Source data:

=-=-=

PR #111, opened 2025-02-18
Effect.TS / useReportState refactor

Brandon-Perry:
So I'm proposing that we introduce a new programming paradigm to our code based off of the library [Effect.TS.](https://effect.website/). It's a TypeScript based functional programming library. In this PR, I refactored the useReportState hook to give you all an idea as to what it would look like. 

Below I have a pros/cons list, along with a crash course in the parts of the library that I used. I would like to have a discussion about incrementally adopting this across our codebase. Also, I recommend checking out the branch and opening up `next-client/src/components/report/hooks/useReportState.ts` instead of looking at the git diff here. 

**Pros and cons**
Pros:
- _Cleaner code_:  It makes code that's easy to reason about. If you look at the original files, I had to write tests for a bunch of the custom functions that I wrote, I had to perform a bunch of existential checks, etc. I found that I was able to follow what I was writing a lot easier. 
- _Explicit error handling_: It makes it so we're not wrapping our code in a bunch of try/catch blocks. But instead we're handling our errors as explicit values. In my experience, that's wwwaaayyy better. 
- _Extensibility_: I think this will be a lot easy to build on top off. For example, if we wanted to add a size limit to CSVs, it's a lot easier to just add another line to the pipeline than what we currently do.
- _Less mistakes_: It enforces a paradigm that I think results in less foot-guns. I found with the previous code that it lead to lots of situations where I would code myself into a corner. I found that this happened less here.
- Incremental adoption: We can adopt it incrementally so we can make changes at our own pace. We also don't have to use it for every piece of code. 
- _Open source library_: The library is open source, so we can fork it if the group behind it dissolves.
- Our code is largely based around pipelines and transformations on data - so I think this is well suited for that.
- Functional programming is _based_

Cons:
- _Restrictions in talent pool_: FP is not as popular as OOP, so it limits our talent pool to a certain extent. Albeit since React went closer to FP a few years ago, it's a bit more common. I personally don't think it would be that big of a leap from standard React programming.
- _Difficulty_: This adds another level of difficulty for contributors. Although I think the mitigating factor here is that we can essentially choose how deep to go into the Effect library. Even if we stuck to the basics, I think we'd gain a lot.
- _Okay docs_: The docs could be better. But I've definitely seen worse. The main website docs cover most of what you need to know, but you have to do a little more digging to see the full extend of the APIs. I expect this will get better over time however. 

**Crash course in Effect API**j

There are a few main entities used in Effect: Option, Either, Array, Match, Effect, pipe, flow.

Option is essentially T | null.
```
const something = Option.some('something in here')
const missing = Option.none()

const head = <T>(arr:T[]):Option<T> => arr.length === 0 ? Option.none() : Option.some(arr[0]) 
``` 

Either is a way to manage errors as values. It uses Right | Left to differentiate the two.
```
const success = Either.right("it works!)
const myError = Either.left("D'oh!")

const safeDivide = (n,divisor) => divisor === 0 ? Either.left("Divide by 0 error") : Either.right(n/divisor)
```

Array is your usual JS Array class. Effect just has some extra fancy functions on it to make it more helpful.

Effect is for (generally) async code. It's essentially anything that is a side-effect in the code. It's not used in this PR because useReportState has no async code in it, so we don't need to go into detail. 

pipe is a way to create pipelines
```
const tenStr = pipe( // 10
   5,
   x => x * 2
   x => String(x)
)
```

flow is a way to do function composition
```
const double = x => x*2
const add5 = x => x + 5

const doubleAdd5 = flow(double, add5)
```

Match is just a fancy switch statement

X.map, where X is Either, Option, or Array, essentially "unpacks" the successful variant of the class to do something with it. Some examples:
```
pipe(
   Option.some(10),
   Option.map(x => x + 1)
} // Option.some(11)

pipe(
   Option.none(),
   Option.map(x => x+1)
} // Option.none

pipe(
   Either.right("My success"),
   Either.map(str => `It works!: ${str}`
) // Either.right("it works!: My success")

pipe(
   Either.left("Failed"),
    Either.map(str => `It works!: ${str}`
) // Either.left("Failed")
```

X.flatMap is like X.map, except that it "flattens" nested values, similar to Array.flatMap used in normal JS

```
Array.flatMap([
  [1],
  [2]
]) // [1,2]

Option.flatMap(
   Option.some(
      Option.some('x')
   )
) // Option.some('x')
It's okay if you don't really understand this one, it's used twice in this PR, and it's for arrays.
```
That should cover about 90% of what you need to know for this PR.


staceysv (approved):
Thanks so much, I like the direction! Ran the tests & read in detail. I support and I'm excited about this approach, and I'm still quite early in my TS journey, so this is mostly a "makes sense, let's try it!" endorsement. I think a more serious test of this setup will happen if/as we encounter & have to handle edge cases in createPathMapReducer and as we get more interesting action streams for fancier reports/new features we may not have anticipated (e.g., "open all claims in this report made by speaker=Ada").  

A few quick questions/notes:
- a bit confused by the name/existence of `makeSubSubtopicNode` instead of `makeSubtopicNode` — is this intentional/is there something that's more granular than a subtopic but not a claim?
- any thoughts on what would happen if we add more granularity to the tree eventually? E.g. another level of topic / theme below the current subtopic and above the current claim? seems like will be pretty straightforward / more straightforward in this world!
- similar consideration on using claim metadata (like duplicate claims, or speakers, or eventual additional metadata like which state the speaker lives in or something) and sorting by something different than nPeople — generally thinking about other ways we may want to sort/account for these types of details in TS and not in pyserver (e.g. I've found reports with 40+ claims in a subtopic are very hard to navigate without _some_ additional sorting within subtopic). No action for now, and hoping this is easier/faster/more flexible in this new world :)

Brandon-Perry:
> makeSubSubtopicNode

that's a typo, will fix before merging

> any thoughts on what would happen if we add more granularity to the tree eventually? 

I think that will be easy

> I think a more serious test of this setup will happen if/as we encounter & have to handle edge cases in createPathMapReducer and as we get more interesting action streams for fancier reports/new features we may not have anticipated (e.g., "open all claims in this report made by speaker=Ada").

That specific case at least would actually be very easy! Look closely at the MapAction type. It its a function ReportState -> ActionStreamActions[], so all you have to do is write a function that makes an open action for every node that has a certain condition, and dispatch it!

=-=-=

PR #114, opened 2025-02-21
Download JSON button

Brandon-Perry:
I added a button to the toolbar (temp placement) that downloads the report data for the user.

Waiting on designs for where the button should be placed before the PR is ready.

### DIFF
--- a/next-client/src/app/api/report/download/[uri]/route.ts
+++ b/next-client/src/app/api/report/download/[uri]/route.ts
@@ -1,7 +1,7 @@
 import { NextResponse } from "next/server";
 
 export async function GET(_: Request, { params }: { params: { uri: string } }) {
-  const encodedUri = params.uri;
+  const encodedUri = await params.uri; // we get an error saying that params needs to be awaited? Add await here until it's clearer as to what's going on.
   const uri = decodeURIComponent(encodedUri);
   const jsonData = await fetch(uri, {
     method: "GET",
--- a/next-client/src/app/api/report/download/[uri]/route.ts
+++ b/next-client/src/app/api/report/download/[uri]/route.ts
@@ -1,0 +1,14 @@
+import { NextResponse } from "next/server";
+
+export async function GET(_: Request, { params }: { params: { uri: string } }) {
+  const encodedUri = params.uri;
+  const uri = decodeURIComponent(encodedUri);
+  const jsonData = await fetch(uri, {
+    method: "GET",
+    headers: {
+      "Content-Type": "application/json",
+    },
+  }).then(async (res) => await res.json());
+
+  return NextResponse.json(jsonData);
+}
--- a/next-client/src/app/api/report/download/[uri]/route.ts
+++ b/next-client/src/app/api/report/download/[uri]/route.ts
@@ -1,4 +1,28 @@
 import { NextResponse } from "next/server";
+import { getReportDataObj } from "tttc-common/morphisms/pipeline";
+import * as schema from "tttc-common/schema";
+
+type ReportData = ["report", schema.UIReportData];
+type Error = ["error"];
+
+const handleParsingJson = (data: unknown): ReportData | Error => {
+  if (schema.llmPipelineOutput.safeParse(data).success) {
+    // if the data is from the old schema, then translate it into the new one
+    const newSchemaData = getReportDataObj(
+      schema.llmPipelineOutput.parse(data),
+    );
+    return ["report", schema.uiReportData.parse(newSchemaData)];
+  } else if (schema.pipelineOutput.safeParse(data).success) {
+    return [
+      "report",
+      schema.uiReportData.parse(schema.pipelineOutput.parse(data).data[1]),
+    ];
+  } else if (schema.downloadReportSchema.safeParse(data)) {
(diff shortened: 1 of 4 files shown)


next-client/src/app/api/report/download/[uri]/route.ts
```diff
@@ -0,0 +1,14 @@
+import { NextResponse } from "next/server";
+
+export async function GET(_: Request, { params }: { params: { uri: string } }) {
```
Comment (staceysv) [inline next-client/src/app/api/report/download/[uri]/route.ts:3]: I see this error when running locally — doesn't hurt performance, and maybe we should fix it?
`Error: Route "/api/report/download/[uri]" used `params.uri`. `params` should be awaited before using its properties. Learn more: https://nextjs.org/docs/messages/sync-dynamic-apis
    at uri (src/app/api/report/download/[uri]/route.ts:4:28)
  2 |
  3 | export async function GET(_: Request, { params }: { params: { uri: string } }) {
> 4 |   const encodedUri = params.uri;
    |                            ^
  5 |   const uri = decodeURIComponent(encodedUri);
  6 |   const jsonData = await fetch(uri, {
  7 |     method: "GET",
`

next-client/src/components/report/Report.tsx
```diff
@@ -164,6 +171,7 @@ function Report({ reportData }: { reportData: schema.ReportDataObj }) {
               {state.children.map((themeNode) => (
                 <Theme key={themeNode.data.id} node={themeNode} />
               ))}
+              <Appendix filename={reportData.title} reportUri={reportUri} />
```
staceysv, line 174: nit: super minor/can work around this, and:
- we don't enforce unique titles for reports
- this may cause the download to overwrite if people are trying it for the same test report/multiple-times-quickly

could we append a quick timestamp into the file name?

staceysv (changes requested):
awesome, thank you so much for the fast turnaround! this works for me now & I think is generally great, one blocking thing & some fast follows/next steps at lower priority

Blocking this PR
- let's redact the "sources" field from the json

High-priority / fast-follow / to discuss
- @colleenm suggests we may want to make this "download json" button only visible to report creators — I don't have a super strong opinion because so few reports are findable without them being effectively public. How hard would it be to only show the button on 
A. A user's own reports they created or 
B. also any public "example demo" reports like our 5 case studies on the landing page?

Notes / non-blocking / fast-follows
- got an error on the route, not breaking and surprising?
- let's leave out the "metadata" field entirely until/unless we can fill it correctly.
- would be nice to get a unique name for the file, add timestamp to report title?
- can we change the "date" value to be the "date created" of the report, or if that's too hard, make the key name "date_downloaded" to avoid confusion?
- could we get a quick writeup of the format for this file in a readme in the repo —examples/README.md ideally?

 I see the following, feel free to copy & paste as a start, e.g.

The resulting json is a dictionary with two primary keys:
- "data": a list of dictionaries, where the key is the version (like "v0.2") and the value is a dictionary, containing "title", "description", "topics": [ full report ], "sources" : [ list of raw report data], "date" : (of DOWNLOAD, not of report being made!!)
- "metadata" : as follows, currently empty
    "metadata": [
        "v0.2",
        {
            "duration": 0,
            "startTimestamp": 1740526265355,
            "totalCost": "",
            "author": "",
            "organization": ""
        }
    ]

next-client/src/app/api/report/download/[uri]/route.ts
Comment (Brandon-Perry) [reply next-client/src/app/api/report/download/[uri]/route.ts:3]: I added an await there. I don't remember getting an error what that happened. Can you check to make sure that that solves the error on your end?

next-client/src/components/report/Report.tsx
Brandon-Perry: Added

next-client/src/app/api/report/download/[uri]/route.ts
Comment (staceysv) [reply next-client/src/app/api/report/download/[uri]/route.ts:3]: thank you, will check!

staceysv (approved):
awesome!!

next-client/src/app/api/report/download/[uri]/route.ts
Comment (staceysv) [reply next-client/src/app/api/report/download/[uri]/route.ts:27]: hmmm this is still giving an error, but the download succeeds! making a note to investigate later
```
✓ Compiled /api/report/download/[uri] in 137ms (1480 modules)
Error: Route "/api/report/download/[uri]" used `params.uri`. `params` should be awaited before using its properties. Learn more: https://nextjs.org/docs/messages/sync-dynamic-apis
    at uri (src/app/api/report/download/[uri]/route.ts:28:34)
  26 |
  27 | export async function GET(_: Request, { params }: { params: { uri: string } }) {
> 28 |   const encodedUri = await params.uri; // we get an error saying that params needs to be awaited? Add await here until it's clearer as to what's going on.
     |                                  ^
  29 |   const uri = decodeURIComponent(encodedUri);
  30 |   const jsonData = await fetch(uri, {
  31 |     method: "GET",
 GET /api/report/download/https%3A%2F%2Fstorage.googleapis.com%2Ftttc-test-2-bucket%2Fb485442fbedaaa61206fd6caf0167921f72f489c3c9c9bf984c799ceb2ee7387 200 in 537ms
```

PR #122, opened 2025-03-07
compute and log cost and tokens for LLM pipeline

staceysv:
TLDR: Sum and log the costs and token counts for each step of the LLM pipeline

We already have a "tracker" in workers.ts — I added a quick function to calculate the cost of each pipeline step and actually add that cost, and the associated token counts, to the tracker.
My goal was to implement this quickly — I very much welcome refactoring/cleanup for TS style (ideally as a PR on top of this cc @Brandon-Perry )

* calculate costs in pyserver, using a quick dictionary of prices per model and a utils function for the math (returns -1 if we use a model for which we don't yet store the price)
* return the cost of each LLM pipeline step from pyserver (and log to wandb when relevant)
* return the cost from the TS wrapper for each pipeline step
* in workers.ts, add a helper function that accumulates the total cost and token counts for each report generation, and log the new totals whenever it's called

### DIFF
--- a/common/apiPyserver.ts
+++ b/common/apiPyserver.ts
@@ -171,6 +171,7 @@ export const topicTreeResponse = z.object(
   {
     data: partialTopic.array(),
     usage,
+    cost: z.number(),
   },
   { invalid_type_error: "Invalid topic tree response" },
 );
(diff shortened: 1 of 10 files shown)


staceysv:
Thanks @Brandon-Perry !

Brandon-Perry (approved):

=-=-=

ASSIGNED TASK
Look above for the line with "Blocking this PR"; retype exactly that line, every line after it up to the line with "- got an error", and that line too, nothing else.

EXPECTED ANSWER
Blocking this PR
- let's redact the "sources" field from the json

High-priority / fast-follow / to discuss
- @colleenm suggests we may want to make this "download json" button only visible to report creators — I don't have a super strong opinion because so few reports are findable without them being effectively public. How hard would it be to only show the button on 
A. A user's own reports they created or 
B. also any public "example demo" reports like our 5 case studies on the landing page?

Notes / non-blocking / fast-follows
- got an error on the route, not breaking and surprising?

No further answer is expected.